The above test did not segment based on tag. For the next test, I narrowed to the photography
tag:
Predicting the following payouts will rise by:
0 SBD: https://steemit.com/life/@gardenofeden/full-moon-community-gathering-photo-album-from-the-dhyana-yoga-center-please-join-us-at-the-next-event-on-january-28th
0 SBD: https://steemit.com/photography/@ejhaasteem/devil-horns-on-small-creatures
0 SBD: https://steemit.com/art/@marius19/decoration-origami
0 SBD: https://steemit.com/aceh/@keuudeip/they-sold-this-handmade-in-their-traditional-market-a-vote-for-cultural-diversity
0 SBD: https://steemit.com/nature/@mynameisbrian/good-morning-agouti
0 SBD: https://steemit.com/photography/@fibra59/morning-fishing-greeting
0 SBD: https://steemit.com/photography/@abdullar/flowers-at-night-photos
0 SBD: https://steemit.com/photography/@foreman/green-leaf-sprinkled-with-snow
3 SBD: https://steemit.com/steemitphotochallenge/@germanaure/steemitphotochallenge-25-entry-2-me-and-my-problems
4 SBD: https://steemit.com/steemitphotochallenge/@knight-angel/steemitphotochallenge-25-entry-no2-plasticine-rock
16 SBD: https://steemit.com/photography/@dman57/notocactus-otto-blossomed
16 SBD: https://steemit.com/photography/@xntryk1/swapmeet-finds-644
17 SBD: https://steemit.com/photography/@julia-steemit/rainbow-bright
17 SBD: https://steemit.com/steemitphotochallenge/@roma-nt/steemitphotochallenge-25-balalaika
17 SBD: https://steemit.com/photography/@apolymask/i-finally-got-to-100-subscribers-on-youtube
17 SBD: https://steemit.com/funny/@singapasee/the-grasshopper-stories-2017116t2953477z
17 SBD: https://steemit.com/food/@abudar/delights-and-benefits-of-snail-dongdong
17 SBD: https://steemit.com/photography/@dman57/icicles
19 SBD: https://steemit.com/photography/@kalemandra/purrfect-colorsplash-cat-eyes
The above results were a little less uniform than the tag indifferent result. They initially ranged from less than a dollar to $15. Their timeframes were also less uniform, ranging 23 hours left to only 16 hours left.
This makes sense because tag indifferent results track more activity and more of a timeframe is included here.
In terms of accuracy, 8 predictions out of 19 were correct. But while the ones that had a prediction of zero increased payout and these 8 were accurate by this criteria, it was a somewhat useless kind of accuracy.
However, 4 of those 8 actually had a non-zero payout, so that's a success. It seems like using a tag for this script is indicated, so further testing should probably include a tag.
Conclusion
- Is it just the same as luck or can ID3 actually predict the final payout? - On its face, I think the results might be worse than luck.

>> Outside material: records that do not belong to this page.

PR #1528, opened 2018-12-17
Add destination space and org to network-policies command

christianang:

v6

## What Need Does It Address?

In a previous PR we added the ability to add/remove cross space network policies: https://github.com/cloudfoundry/cli/pull/1504.

This PR provides parity for the network policies command. It will now show the cross space network policies that exist along with its destination space and destination org.

Users who add cross space network policies.

It is our most common feature request from users.

## Possible Drawbacks

This PR and the previous PR sets a precedent for cross org/space actions.

The network-policies command already exists in the core cli.

## Description of the Change

Design doc: https://docs.google.com/document/d/17FtmNkI5iJ5Dxjgg6ToIefJeCtAEyc6f1rAZv3d5p8I/edit?usp=sharing

## How Urgent Is The Change?

The previous PR to `{add/remove}-network-policies` has already been merged, so this will bring `network-policies` to parity. And we want this to have parity before releasing a new cli.

## Other Relevant Parties

@jsirlin @ameowlia @oozie @tylerschultz


jenspinney:
@christianang Thanks for this PR! Could you rebase this so that it can be merged without conflicts?

XanderStrike:
@jenspinney Rebased! Thanks for letting us know!

XanderStrike:
Amelia says meow.

actor/cfnetworkingaction/policy.go
```diff
@@ -49,73 +52,199 @@ func (actor Actor) AddNetworkPolicy(srcSpaceGUID, srcAppName, destSpaceGUID, des
...
+	}
+
 	var v1Policies []cfnetv1.Policy
-	v1Policies, err = actor.NetworkingClient.ListPolicies()
+	v1Policies, err = actor.NetworkingClient.ListPolicies(srcAppGUIDs...)
+	if err != nil {
+		return []Policy{}, allWarnings, err
+	}
+
+	v1Policies = filterPoliciesWithoutMatchingSourceGUIDs(v1Policies, srcAppGUIDs)
```
jenspinney: It seems like this is doing the same thing as passing `srcAppGUIDs` as a filter on line 67 above. Why is this filtering needed?

actor/cfnetworkingaction/policy.go
```diff
@@ -49,73 +52,199 @@ func (actor Actor) AddNetworkPolicy(srcSpaceGUID, srcAppName, destSpaceGUID, des
...
+
+	destAppGUIDs := uniqueDestGUIDs(v1Policies)
+
+	destApplications, warnings, err := actor.V3Actor.GetApplicationsByGUIDs(destAppGUIDs...)
+	allWarnings = append(allWarnings, Warnings(warnings)...)
```
jenspinney: I believe the `...` makes the conversion to `Warnings` unnecessary.

actor/cfnetworkingaction/policy.go
```diff
@@ -164,17 +293,15 @@ func (actor Actor) RemoveNetworkPolicy(srcSpaceGUID, srcAppName, destSpaceGUID,
...
-	dstName, dstOk := appNameByGuid[v1Policy.Destination.ID]
-	if srcOk && dstOk {
-		return Policy{
-			SourceName:      srcName,
-			DestinationName: dstName,
-			Protocol:        string(v1Policy.Destination.Protocol),
-			StartPort:       v1Policy.Destination.Ports.Start,
-			EndPort:         v1Policy.Destination.Ports.End,
-		}
+func (Actor) transformPolicy(appByGuid map[string]v3action.Application, spaceNamesByGUID, orgNamesBySpaceGUID map[string]string, v1Policy cfnetv1.Policy) Policy {
```
jenspinney: It took me a while to understand that the new code above (the unique-ing and resolving of GUIDs to structs) is just to pre-build a cache so that you don't need to look up the same org/space/app more than once.

I guess I don't know enough about the likely usage scenarios to know if this optimization is worth the extra code complexity. Do we expect users to have many network policies?

If it is likely that users will have many network policies and will feel the performance pain of looking up the same resource multiple times, maybe this could be structured in a more traditionally caching way. Instead of pre-fetching everything, we could inline `transformPolicy` and build up the caches as we go. Then we also wouldn't need to add the `GetApplicationsByGUIDs` and similar methods to the actor. (I think variadic functions in our actor layer isn't super common in this codebase.)

api/cloudcontroller/ccv3/space.go
```diff
@@ -11,6 +11,8 @@ type Space struct {
 	GUID string `json:"guid"`
 	// Name is the name of the space.
 	Name string `json:"name"`
+	// Relationships list the relationships to the application.
```
jenspinney: This comment should probably say "space" instead of "application".

actor/cfnetworkingaction/policy.go
christianang: This filtering is to remove policies without matching source guids. The API that we are using potentially returns policies with destination app guids that match the source app guids depending on version of the networking API you are using.

christianang: We will add a comment here to clarify that ListPolicies returns policies that have the guid in either the source or destination.

actor/cfnetworkingaction/policy.go
christianang: The reason we've added the `GetApplicationsByGUIDs` is because we need to get the applications with only the app guid, we don't know the org or space the application comes from.

The calls for spaces and orgs is necessary because we need to get the space and org names. The API only returns the application's space guid, necessitating multiple calls to get the org name. Effort was made to reduce the number of network calls. We do know that some clients do have a large number of network policies within many spaces/orgs, which would result exponentially more network calls.

Inlining transformPolicy and caching as we go would require a lot more network calls and we do have the information upfront to reduce the number of network calls.

There is potential to de-duplicate and break down large functions. We will take a pass at it.

christianang: DRY'd up the functions some. Let us know if you see other areas that could be improved.

christianang:
Made some updates based on the feedback. Let us know if there is any other areas that can be improved or not.

actor/v3action/application_test.go
```diff
@@ -224,6 +236,74 @@ var _ = Describe("Application Actions", func() {
 		})
 	})
 
+	Describe("GetApplicationsByGUIDs", func() {
```
tjvman: This `Describe` block should have a top-level `JustBeforeEach` that invokes the method under test, and the individual `It` blocks should not be invoking it. If the method under test returns an error, it should be stored in a variable named `executeErr`. See the Describe block on 33 for an example.

The top-level JustBeforeEach is a unit testing convention that we follow so that any given describe block will have a single, predictable place where the method under test is invoked. Storing a returned error as `executeErr` helps avoid the shadowing that tends to occur when the error variable is just named `err`.

actor/v3action/organization_test.go
```diff
@@ -73,6 +73,66 @@ var _ = Describe("Organization Actions", func() {
 		})
 	})
 
+	Describe("GetOrganizationsByGUIDs", func() {
```
tjvman: See comment above in `application_test.go`.

actor/v3action/space_test.go
```diff
@@ -220,4 +221,70 @@ var _ = Describe("Space", func() {
 		})
 
 	})
+
+	Describe("GetSpacesByGUIDs", func() {
```
tjvman: See comment above in `application_test.go`.

integration/shared/isolated/add_network_policy_command_test.go
```diff
@@ -119,15 +112,12 @@ var _ = Describe("add-network-policy command", func() {
 					Eventually(session).Should(Say("OK"))
 					Eventually(session).Should(Exit(0))
 
-					session = helpers.CF("curl", fmt.Sprintf("/networking/v1/external/policies?id=%s", sourceAppGUID))
+					session = helpers.CF("network-policies")
+					Eventually(session).Should(Say(`Listing network policies in org %s / space %s as %s\.\.\.`, sourceOrg, sourceSpace, username))
+					Consistently(session).ShouldNot(Say("OK"))
```
tjvman: I'm not sure I understand what this assertion is for. It doesn't seem like there's ever a scenario where this command will print `OK`, so having a standalone negative assertion feels strange to me.

integration/shared/isolated/network_policies_command_test.go
```diff
@@ -72,8 +72,47 @@ var _ = Describe("network-policies command", func() {
...
+				Eventually(session).Should(Say("OK"))
+				Eventually(session).Should(Exit(0))
+			})
+
+			It("lists the policy", func() {
+				session := helpers.CF("network-policies")
+
+				username, _ := helpers.GetCredentials()
+				Eventually(session).Should(Say(`Listing network policies in org %s / space %s as %s\.\.\.`, orgName, spaceName, username))
+				Consistently(session).ShouldNot(Say("OK"))
```
tjvman: See comment in `add_network_policy_command_test.go`.

integration/shared/isolated/remove_network_policy_command_test.go
```diff
@@ -133,15 +133,12 @@ var _ = Describe("remove-network-policy command", func() {
 					Eventually(session).Should(Say("OK"))
 					Eventually(session).Should(Exit(0))
 
-					session = helpers.CF("curl", fmt.Sprintf("/networking/v1/external/policies?id=%s", sourceAppGUID))
+					session = helpers.CF("network-policies")
+					Eventually(session).Should(Say(`Listing network policies in org %s / space %s as %s\.\.\.`, sourceOrg, sourceSpace, username))
+					Consistently(session).ShouldNot(Say("OK"))
```
tjvman: See comment in `add_network_policy_command_test.go.`

actor/v3action/space_test.go
tylerschultz: We modeled these tests to be consistent with GetSpaceByName, so I'll change that and GetSpacesByGUIDs tests to be in alignment with your preferences.

integration/shared/isolated/add_network_policy_command_test.go
tylerschultz: Agreed, will remove.

integration/shared/isolated/network_policies_command_test.go
tylerschultz: Agree, will remove.

integration/shared/isolated/remove_network_policy_command_test.go
tylerschultz: Agreed, will remove.

tylerschultz:
@tjvman I've updated the tests per your feedback. Thanks.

- Do we consider zero payout as "accurate" when the prediction is zero like the four we see in the second sample? - Actually, this is where the script seems to be better than chance, so our methodology might benefit from a few tweaks to improve this.
- Should we cherry-pick the initial prediction to only consider articles with 9 votes at 30 minutes? - I think this should be explored.
If these results are an indication, it seems like this analysis is more useful when we narrow the search by tag. Based on these results, I think it's worth continued tests.